La décapitation de deux journalistes américains a soulevé une vague légitime d'indignation, intensifiant l'attention médiatique sur l'État islamique (EI). Ces deux malheureux journalistes ne sont pas les seuls prisonniers de cette organisation à avoir subi ce sort tragique, mais leur exécution a créé une onde de choc planétaire.

Au-delà de la révulsion et de la colère, il convient de s'interroger sur les objectifs effectivement poursuivis. Comme de nombreux mouvements pratiquant le terrorisme, l'EI cherche à faire passer plusieurs messages auprès de publics différents. Cette violence, soigneusement mise en scène, sert ainsi de vecteur de propagande à cette organisation, qui maîtrise parfaitement l'outil internet.

Le premier de ces messages est destiné, on l'oublie souvent, aux populations locales qui vivent sur les territoires contrôlés par l'EI en Irak et en Syrie. Ces dernières sont priées de se soumettre et, pour les non-sunnites, de se convertir. L'EI, en tant qu'organisation insurgée et terroriste, assoit son pouvoir et son autorité par des méthodes extrêmement brutales. Si elle est loin d'être la seule à utiliser la violence pour s'assurer du silence des populations locales, la mise en scène qui l'accompagne en décuple les effets.

Le second message est envoyé à « l'Occident », États-Unis et Royaume-Uni en tête, devenus en l'espace de quelques semaines les cibles lointaines de l'EI. Les bombardements américains et les livraisons d'armes aux mouvements kurdes par plusieurs gouvernements européens ne font que renforcer, selon les leaders de l'EI, l'élargissement du champ d'action de l'organisation.

La stratégie de l'EI a d'abord été orientée vers le contrôle territorial d'une partie substantielle de l'Irak et du nord de la Syrie et vers l'établissement d'un califat. Elle inclut désormais une violence présentée comme des représailles à l'endroit d'Occidentaux, mais qui comporte une bonne dose de provocation. Les décapitations sont donc à la fois une réponse aux bombardements américains, au non-paiement des rançons réclamées et une stratégie pour pousser les gouvernements occidentaux à la réaction, voire à l'intervention. Elles permettent à l'EI de s'imposer comme un acteur incontournable dans un affrontement qui conjugue combats sur le terrain et lutte distante.

Mais surtout, en diffusant ces images choquantes, l'EI cherche à élargir le nombre de ses sympathisants et de ses combattants. On le sait, ces mises en scène postées sur internet provoquent massivement le dégout, mais suscitent chez certains une véritable fascination.
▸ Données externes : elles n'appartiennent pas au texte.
PR #220, opened 2022-04-11
Add implementation of get single issue

Ditchfuuu:
This is an implementation of [Get Single Issue](https://docs.gitlab.com/ee/api/issues.html#single-issue) allowing admin access tokens to retrieve any issue by its unique ID. Happy to update anything as required, I was also unsure on the best approach to add tests for the new methods so have omitted them pending guidance if you'd like them adding.

### DIFF
--- a/NGitLab.Mock.Tests/IssuesMockTests.cs
+++ b/NGitLab.Mock.Tests/IssuesMockTests.cs
@@ -55,5 +55,21 @@ namespace NGitLab.Mock.Tests
             var client = server.CreateClient();
             Assert.DoesNotThrow(() => client.Issues.Get(new IssueQuery { Scope = "assigned_to_me" }).ToArray());
         }
+
+        [Test]
+        public void Test_issue_by_id_can_be_found()
+        {
+            using var server = new GitLabConfig()
+                .WithUser("user", isDefault: true, isAdmin: true)
+                .WithProject("Test", configure: project => project
+                    .WithIssue("Issue title", author: "user", id: 5))
+                .BuildServer();
+
+            var client = server.CreateClient();
+
+            var issue = client.Issues.GetById(10001);
+            Assert.AreEqual(5, issue.IssueId);
+            Assert.AreEqual("Issue title", issue.Title);
+        }
     }
 }
--- a/NGitLab/IIssueClient.cs
+++ b/NGitLab/IIssueClient.cs
@@ -56,6 +56,16 @@ namespace NGitLab
         GitLabCollectionResponse<Issue> GetAsync(int projectId, IssueQuery query);
 
         /// <summary>
+        ///     <para>Return a single issue, only for administrators.</para>
+        ///     <para>url like GET /issues/:id</para>
+        /// </summary>
+        /// <param name="issueId"></param>
+        /// <returns>The issue that corresponds to the issue id</returns>
+        Issue GetById(int issueId);
+
+        Task<Issue> GetByIdAsync(int issueId, CancellationToken cancellationToken = default);
+
+        /// <summary>
         /// Add an issue witht he proposed title to the GitLab list for the selected proejct id.
         /// </summary>
         /// <param name="issueCreate"></param>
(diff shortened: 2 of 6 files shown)


NGitLab/IIssueClient.cs
```diff
@@ -55,6 +55,16 @@ public interface IIssueClient
 
         GitLabCollectionResponse<Issue> GetAsync(int projectId, IssueQuery query);
 
+        /// <summary>
+        ///     <para>Return a single issue, only for administrators.</para>
+        ///     <para>url like GET /issues/:id</para>
+        /// </summary>
+        /// <param name="issueId"></param>
+        /// <returns>The issue that corresponds to the issue id</returns>
+        Issue GetById(int issueId);
```
Toa741, line 64: Is there a reason why not calling the method `Get` like the existing one?

Toa741: Bonus: can you update the method `Issue Get(int projectId, int issueId);` => It's an issueIid (`Issue Get(int projectId, int issueIid);`

Toa741:
For the tests, it should be fairly straightforward as the new method is quite close to the existing one to get an issue for a project:

- Add a test in `IssueTests`, there are examples. The context also have an AdminClient if required
- The same for the mocks, it should be really close to `Get(IssueQuery query)`, you'll normally just need to change the query condition :)

NGitLab/IIssueClient.cs
Ditchfuuu: Thanks for the feedback, regarding your first comment I received the following warning when I originally tried adding an overload for `GetAsync`:

> Warning RS0026 Symbol 'GetAsync' violates the backcompat requirement: 'Do not add multiple overloads with optional parameters'. See 'https://github.com/dotnet/roslyn/blob/main/docs/Adding%20Optional%20Parameters%20in%20Public%20API.md' for details.

I was unsure how to tackle this and was reluctant to introduce an issue so went with an entirely different method name, if there's something I can do to resolve this let me know and I'll update it.

I'll get to adding those tests 😃 !

Toa741: Oh ok, it's probably due to `GetAsync(int projectId, int issueId, CancellationToken cancellationToken = default);`

I suppose that if you don't put the default value to the cancellation token it will pass. `Task<Issue> GetByIdAsync(int issueId, CancellationToken cancellationToken);`

But on the rest of the methods we always pass `= default`

Do you have a suggestion @meziantou for that kind of case?

meziantou: I prefer `GetById` :) 

This is more explicit. Also, we use this convention in other clients.

Toa741: Ok :)

Toa741: @Ditchfuuu , you can concentrate on the Bonus then :)

Ditchfuuu: I've updated the `Get` as requested (hopefully!) and left `GetById` untouched.

Ditchfuuu:
I've added the tests following your guidance, they pass locally. I've tried to keep them in with the same style as the others but please let me know if I need to tweak them.

NGitLab.Mock.Tests/IssuesMockTests.cs
```diff
@@ -55,5 +55,21 @@ public void Test_issues_assignee_not_throwing_when_assignees_is_null()
...
             Assert.DoesNotThrow(() => client.Issues.Get(new IssueQuery { Scope = "assigned_to_me" }).ToArray());
         }
+
+        [Test]
+        public void Test_issue_by_id_can_be_found()
+        {
+            using var server = new GitLabConfig()
+                .WithUser("user", isDefault: true, isAdmin: true)
+                .WithProject("Test", configure: project => project
+                    .WithIssue("Issue title", author: "user", id: 5))
```
Toa741, line 65: Can you maybe use the WithIssue with the configure action overload?

To see if you can retrieve the internal Id (`10001` looks like it's out of nowhere :))

Ditchfuuu: Aha, I forgot to ask about this :) - I was unsure how to go about either setting or retrieving the internal ID. If I use the configure overload I think I can only set the IID and don't seem to have any access to the internal ID 😞. I can see it's in `client.Issues.Owned` so could retrieve the internal ID from there?

Toa741: I thought it would have been easier to get it, indeed it seems quite hidden :).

Le message est ainsi particulièrement destiné aux djihadistes en devenir qui, à l'image de ces centaines de jeunes Européens et Nord-Américains radicalisés, souhaitent rejoindre la Syrie et l'Irak pour intégrer les rangs de l'EI.

Il s'agit enfin d'inciter à la révolte contre les gouvernements occidentaux et d'encourager à peu de frais l'émergence de loups solitaires, qui viendraient frapper au coeur des territoires où ils résident.

Cette stratégie alimente donc le recrutement et cherche à imposer l'EI comme l'organisation de référence dans la galaxie djihadiste. La concurrence avec Al-Qaïda et ses groupes affiliés s'est d'abord jouée sur le terrain syrien, avant d'acquérir une dimension beaucoup plus globale. En proclamant en juin dernier le califat, l'EI possède désormais une longueur d'avance sur une Al-Qaïda relativement marginalisée, d'autant qu'il dispose de financements permanents substantiels et de moyens militaires importants.

Ni les États-Unis ni les pays européens ne souhaitent envoyer de troupes au sol combattre l'État islamique ou les groupes et milices qui lui ont prêté allégeance. Mais ils ne resteront pas sans réagir, quitte à s'allier ponctuellement aux ennemis d'hier et d'aujourd'hui, comme l'Iran. Les décapitations des journalistes américains ont donc fait évoluer la donne. Le sommet de l'OTAN à Newport, au Pays de Galles, est venu le confirmer, alors que se négocie la formation d'une coalition militaire contre l'EI.